If the average composition of capital is c 50 + v 50 + s 25 = 125, and in primary production it is c 60 + v 40 + s 20 = 120, primary production, would make less than the average profit of 22.5%, rather than producing a surplus profit out of which the rent could be paid. Capital would migrate from primary production to industrial production, until prices settled at the price of production of 122.5. However, at this price, primary production would still not produce any surplus profit, out of which to pay the absolute rent.

What is the answer to this contradiction? Quite simply it is that capital will only enter primary production when prices are at a sufficient level as to ensure a surplus profit out of which the absolute rent can be paid. In other words, landed property will demand an absolute rent, and although, like interest, this adds nothing to the value of output, it is a cost of production, which must be borne out of surplus value. If total surplus value is 45, and absolute rent is 15, then the surplus value available as profit is 30, giving an average rate of profit of 15%. Industrial products would then sell at £115, rather than £125, whilst primary products would sell at £130 rather than £120. Primary producers would pay £15 in absolute rent, leaving them with £15 profit, and thereby obtaining the average rate of profit.

The problem here then becomes what determines the absolute rent, as £15, rather than £10 or £20, or £5? So long as the assumption is that primary production has a lower than average organic composition of capital, and so produces surplus profit, the answer is simple, the absolute rent is equal to this surplus profit. However, once that assumption is dropped, the objective basis for absolute rent disappears. Marx has dealt with this kind of question previously, explaining the difference between the economic basis of rent, as opposed to the actual rent charged by landlords, as lease-rent, which may in actual fact, eat into what economically is normal profit, or even wages.

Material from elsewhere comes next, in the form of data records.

PR #992, opened 2017-03-28
fixes #991 - initial load issue on mobile

### LINKED ISSUE #991: Display 404 page for valid routes on load - 2.0-preview
### Description
Display 404 page for valid routes on load.

### Expected outcome

Display the actual page if it exists, otherwise show 404 page.

### Actual outcome

1. App shows 404 view on page load for any of the valid routes (/, /view1, /view2, /view3).
2. When navigating to a different view through the drawer it works, but on refresh, 404 is shown again.
3. There are no errors in Dev Tools, is like `Polymer.importHref` fails the first time then it works afterwards, maybe some dependencies are missing at that point.

### Steps to reproduce

1. Clone polymer-starter-kit.
2. Run firebase init and enable url rewrite in Firebase.
3. `$ polymer build --add-service-workers`
3. `$ firebase deploy`
4. Open the URL and route to a valid route.
5. Route not working, shows 404 view and no error in the Dev Tools.
6. Click on a menu item in the drawer, it should show the corresponding view.
7. Refresh the page, it show the 404 view again.

**Firebase routing:**
```json
"rewrites": [
      {
        "source": "!{/bower_components,/src}/**",
        "destination": "/index.html"
      }
    ]
```

### Browsers Affected

- [ ] Chrome
- [ ] Firefox
- [ ] Safari 9
- [ ] Safari 8
- [ ] Safari 7
- [ ] Edge
- [ ] IE 11
- [ ] IE 10
- [x] Safari on iOS 10.3
- [x] Chrome 57.0.2987.100 on iOS 10.3

davidcv5:
polymer-starter-kit is showing a 404 page when loading a valid route on the browser, though the navigation works fine once the page finished loading. Refreshing brings the 404 view again.
This PR fixes the issue.

### DIFF
--- a/src/my-app.html
+++ b/src/my-app.html
@@ -146,13 +146,13 @@ subject to an additional IP rights grant found at http://polymer.github.io/PATEN
       _pageChanged(page) {
         // Load page import on demand. Show 404 page if fails
         var resolvedPageUrl = this.resolveUrl('my-' + page + '.html');
-        Polymer.RenderStatus.afterNextRender(this, function() {
+        Polymer.RenderStatus.afterNextRender(this, () => {
           Polymer.importHref(
               resolvedPageUrl,
               null,
               this._showPage404.bind(this),
               true);
-        }.bind(this));
+        });
       }
 
       _showPage404() {
--- a/src/my-app.html
+++ b/src/my-app.html
@@ -146,11 +146,13 @@ subject to an additional IP rights grant found at http://polymer.github.io/PATEN
       _pageChanged(page) {
         // Load page import on demand. Show 404 page if fails
         var resolvedPageUrl = this.resolveUrl('my-' + page + '.html');
-        Polymer.importHref(
-            resolvedPageUrl,
-            null,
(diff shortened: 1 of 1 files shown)


jsilvermist:
Why use `function() {...}.bind(this)` vs `() => {...}`?

davidcv5:
@jsilvermist for some reason it failed for me before, I just tried it again and is working fine now. Thank you for the feedback.

stramel:
Feel like this should use Lazy Imports instead

abdonrd:
I can't reproduce this issue. Can you check with the last `2.0-preview` branch?

Thanks in advance!

stramel:
@abdonrd I believe I was reproducing this even in the 2.0-preview branch. I think there are a bunch of issues logged around this as well. I can take a look again here in a few minutes

abdonrd:
@stramel I just see your edit comment.

Can you confirm that the problem is no longer happening? To close the PR.

abdonrd:
Let me know if anyone can reproduce it to reopen.

PR #13, opened 2021-10-17
Update development setup documentation

elsehow:
This PR documents an `.env.local` gotcha. It also removes instructions on chain setup, directing developers to look at the cw-dao repo instead. This latter change prevents us from having to sync instructions as development flows change, possibly leaving developers with stale instructions in the process.


ben2x4:
Can we keep the note to make sure docker is installed?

In reality, this is no different to the situation with the determination of the rate of interest, on the basis of the supply and demand for money-capital. Capital, like land, has no value, because it is not the product of labour. Yet, capital like land, has a price because both are use values that become commodities that are bought and sold. In general, the owners of land or capital will not give away the use value they own for free, whilst the buyers of these use values will not pay a higher price for them than would still allow them to produce the average profit of enterprise. If the rate of profit is high, this will cause the demand for capital and land to rise. If the supply of capital and land remains the same, the result will be that the rate of interest and rate of rent will rise. A higher rate of interest and rent will encourage more capital and land to be supplied, whilst acting to dampen demand.

If the rate of interest or rent rises beyond a certain point, owners of these use values will be led to increase their supply, whilst productive-capitalists, seeing the rate of profit of enterprise fall, will reduce their demand, causing supply to exceed demand and the rate of interest and rent to fall. Productive-capitalists, for example, may liquidate their own real capital, and use the proceeds to buy bonds or shares, or land to rent out. Similarly, as Marx points out in Capital III, in relation to the rate of interest, if too much money-capital is supplied it becomes depreciated, and the rate of interest falls. The owners of money-capital then turn themselves into productive-capitalists.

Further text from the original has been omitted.